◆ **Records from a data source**
== Segment start ==

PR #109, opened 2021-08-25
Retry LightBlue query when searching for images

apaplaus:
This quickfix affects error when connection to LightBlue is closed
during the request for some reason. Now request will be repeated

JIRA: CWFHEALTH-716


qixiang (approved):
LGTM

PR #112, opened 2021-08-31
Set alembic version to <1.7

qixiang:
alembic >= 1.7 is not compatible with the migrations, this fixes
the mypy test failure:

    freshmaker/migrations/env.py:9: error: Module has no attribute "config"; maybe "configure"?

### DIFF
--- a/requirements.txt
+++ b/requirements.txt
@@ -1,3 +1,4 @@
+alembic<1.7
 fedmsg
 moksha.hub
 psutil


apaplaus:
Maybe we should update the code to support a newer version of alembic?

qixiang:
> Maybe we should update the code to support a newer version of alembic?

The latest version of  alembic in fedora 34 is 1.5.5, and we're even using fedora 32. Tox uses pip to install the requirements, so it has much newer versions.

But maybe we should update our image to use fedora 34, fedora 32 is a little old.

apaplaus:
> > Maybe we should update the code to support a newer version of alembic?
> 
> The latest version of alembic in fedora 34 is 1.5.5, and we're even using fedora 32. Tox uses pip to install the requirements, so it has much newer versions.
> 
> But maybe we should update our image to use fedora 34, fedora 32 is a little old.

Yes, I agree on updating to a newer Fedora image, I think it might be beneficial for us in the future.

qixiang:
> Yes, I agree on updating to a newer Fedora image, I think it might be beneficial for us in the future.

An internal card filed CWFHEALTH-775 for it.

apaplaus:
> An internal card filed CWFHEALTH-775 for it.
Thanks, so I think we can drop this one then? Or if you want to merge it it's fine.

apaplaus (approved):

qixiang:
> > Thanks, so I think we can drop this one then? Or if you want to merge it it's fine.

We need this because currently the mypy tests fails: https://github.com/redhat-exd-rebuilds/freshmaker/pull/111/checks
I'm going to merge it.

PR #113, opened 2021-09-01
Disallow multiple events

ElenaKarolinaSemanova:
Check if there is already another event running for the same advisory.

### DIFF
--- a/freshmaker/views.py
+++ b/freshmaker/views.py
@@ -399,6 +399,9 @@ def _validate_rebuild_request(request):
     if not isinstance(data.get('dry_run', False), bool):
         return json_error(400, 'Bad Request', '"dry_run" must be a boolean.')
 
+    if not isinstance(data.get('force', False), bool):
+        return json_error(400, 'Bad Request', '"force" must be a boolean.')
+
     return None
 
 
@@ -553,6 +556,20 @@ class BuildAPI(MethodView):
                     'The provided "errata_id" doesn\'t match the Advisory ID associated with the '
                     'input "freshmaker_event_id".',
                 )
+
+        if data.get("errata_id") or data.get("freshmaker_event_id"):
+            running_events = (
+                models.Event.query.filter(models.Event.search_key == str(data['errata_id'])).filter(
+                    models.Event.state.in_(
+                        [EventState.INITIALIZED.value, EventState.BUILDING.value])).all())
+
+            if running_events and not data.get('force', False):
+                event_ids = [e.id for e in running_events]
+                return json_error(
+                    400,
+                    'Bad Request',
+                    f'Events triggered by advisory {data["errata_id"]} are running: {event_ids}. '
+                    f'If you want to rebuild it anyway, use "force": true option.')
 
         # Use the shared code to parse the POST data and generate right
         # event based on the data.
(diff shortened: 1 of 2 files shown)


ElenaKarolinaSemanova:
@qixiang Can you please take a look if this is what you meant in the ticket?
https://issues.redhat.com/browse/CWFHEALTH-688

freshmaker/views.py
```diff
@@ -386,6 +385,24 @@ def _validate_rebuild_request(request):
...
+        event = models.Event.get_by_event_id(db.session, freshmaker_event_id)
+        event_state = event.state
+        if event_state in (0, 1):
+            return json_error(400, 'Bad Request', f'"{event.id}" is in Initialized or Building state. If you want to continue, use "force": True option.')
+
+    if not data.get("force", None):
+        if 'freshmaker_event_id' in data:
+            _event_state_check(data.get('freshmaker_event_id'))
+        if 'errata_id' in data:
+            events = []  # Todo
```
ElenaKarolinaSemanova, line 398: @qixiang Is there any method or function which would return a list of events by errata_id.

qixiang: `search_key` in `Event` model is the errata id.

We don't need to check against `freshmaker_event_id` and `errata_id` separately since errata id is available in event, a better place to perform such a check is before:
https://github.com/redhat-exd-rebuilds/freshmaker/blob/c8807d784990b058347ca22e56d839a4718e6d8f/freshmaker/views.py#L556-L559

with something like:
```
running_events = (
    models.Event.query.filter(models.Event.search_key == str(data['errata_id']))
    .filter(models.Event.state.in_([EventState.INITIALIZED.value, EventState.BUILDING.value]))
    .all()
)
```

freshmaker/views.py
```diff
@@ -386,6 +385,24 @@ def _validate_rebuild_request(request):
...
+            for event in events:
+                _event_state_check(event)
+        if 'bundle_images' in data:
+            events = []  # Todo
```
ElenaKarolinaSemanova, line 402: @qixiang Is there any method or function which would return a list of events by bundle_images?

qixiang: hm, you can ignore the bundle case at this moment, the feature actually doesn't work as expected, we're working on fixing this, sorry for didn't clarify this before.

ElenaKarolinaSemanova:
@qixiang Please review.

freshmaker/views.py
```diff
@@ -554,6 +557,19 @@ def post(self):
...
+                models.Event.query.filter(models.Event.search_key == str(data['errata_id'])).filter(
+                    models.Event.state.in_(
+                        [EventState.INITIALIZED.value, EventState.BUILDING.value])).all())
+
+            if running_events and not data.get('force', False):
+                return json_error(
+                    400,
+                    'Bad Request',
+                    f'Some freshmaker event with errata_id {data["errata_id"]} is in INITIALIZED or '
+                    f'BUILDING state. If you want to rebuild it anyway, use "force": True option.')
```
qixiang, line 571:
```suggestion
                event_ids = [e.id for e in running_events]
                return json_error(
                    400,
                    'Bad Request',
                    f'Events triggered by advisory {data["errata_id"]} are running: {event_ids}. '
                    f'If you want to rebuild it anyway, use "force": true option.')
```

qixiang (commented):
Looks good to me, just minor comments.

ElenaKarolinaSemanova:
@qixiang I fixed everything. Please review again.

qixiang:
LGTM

== Segment end ==
== Segment start ==

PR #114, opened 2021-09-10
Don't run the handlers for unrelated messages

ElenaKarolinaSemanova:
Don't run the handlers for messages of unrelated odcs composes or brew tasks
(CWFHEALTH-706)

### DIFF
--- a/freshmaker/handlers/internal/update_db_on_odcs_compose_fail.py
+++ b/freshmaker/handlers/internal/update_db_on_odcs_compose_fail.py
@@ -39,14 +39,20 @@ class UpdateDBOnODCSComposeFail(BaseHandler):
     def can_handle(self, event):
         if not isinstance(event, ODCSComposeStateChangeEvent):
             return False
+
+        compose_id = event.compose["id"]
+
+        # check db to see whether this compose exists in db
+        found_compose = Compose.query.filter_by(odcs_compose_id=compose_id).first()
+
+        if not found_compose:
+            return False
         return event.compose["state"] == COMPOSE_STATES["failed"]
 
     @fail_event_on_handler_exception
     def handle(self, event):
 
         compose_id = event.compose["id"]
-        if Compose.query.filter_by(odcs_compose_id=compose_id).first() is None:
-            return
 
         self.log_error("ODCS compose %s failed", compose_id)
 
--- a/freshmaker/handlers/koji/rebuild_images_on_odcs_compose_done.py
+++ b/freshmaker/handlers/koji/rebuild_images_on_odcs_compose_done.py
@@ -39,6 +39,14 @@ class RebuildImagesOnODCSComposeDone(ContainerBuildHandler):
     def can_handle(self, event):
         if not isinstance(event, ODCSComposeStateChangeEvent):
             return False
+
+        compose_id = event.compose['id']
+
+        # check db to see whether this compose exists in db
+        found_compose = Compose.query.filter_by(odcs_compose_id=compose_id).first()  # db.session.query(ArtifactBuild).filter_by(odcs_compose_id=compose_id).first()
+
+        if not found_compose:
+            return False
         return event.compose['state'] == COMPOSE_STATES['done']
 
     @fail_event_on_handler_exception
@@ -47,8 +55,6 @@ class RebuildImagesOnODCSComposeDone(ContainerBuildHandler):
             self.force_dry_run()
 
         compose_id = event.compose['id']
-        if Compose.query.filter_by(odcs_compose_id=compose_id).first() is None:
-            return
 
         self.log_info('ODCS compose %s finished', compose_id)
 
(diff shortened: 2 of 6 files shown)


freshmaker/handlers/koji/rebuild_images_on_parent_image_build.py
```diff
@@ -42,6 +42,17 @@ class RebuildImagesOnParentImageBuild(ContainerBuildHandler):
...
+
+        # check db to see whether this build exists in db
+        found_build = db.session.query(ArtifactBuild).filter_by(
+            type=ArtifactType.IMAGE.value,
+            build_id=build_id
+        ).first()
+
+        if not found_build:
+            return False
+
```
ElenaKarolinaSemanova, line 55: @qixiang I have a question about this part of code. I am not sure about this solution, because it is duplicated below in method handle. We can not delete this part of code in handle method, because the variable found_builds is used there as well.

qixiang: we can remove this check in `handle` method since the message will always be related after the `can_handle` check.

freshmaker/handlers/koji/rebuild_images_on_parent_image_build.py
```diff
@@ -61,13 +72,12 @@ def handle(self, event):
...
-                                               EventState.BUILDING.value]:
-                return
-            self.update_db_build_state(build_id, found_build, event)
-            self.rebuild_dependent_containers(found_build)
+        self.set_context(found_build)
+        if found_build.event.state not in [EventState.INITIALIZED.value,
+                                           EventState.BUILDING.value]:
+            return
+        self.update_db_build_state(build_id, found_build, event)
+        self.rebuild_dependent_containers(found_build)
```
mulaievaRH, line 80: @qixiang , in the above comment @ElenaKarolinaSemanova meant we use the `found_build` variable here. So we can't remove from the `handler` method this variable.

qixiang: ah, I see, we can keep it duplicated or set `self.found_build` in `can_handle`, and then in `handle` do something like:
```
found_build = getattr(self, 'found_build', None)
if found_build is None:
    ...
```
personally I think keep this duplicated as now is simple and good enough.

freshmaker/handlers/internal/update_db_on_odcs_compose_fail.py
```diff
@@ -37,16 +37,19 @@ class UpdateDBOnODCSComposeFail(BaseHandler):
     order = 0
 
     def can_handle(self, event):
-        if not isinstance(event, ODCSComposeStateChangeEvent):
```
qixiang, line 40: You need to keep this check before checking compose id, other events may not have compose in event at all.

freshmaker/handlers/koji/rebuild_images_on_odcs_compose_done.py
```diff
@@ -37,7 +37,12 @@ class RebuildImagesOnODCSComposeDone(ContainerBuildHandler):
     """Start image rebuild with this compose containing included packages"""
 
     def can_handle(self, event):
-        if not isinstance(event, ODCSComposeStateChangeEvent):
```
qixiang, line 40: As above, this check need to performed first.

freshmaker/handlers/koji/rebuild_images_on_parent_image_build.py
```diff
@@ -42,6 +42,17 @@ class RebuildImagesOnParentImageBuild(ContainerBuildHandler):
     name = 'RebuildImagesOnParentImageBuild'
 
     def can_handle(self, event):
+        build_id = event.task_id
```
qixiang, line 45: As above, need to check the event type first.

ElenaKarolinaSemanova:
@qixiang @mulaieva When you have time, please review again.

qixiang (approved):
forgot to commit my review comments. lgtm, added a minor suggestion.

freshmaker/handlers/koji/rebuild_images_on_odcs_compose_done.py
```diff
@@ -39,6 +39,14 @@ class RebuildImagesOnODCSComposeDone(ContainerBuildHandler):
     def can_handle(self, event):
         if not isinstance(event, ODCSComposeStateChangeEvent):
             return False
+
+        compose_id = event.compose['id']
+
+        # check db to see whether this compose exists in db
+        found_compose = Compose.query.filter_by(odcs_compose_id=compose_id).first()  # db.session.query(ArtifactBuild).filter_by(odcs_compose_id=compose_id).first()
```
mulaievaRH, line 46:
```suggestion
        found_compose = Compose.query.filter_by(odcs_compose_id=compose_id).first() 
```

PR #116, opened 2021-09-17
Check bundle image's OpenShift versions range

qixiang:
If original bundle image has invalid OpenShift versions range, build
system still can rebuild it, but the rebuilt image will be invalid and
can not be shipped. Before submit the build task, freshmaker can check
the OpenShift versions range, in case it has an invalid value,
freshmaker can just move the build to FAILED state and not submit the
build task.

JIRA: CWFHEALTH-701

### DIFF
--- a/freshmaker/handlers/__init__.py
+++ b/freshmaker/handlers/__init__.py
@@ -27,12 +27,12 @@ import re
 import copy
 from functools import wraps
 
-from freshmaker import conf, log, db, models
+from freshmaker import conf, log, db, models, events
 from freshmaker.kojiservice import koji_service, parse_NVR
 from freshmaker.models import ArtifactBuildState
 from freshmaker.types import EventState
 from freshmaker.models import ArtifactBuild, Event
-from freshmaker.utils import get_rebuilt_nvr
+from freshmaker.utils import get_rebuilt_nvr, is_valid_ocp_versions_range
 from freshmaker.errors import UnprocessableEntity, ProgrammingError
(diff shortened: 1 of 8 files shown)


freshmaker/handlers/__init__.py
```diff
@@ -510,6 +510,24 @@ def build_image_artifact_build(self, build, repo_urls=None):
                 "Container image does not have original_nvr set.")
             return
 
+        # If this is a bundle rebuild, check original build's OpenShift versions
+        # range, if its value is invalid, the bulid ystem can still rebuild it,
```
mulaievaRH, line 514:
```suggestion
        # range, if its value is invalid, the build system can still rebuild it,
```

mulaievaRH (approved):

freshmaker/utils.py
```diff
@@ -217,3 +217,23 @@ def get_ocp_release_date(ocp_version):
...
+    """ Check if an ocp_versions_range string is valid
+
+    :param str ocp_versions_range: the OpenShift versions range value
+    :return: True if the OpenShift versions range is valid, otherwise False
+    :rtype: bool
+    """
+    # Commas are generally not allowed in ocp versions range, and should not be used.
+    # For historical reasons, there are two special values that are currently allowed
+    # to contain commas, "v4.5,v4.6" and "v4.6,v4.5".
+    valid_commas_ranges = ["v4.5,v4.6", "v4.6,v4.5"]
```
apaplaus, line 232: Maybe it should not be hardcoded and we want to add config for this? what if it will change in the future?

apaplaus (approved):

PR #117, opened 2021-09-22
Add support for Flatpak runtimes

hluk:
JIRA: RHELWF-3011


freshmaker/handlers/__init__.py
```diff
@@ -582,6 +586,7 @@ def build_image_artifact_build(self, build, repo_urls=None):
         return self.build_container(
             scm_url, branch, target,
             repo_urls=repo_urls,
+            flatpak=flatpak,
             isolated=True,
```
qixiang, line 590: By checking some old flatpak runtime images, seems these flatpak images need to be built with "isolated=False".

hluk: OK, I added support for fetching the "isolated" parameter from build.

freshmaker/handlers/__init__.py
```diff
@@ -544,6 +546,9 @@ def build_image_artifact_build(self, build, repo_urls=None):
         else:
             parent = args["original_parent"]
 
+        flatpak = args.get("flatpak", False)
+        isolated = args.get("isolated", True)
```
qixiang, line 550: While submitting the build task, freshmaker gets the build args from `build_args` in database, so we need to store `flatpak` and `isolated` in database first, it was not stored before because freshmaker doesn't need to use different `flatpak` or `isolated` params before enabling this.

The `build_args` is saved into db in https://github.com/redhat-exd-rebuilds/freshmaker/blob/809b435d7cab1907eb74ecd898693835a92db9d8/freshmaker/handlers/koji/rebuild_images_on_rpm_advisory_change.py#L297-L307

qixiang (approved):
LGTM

== Segment end ==

◆ **WHAT YOU WILL DO**
Which lines above include the word "system"? Show each one.

◆ **REPLY**
system still can rebuild it, but the rebuilt image will be invalid and
        # range, if its value is invalid, the build system can still rebuild it,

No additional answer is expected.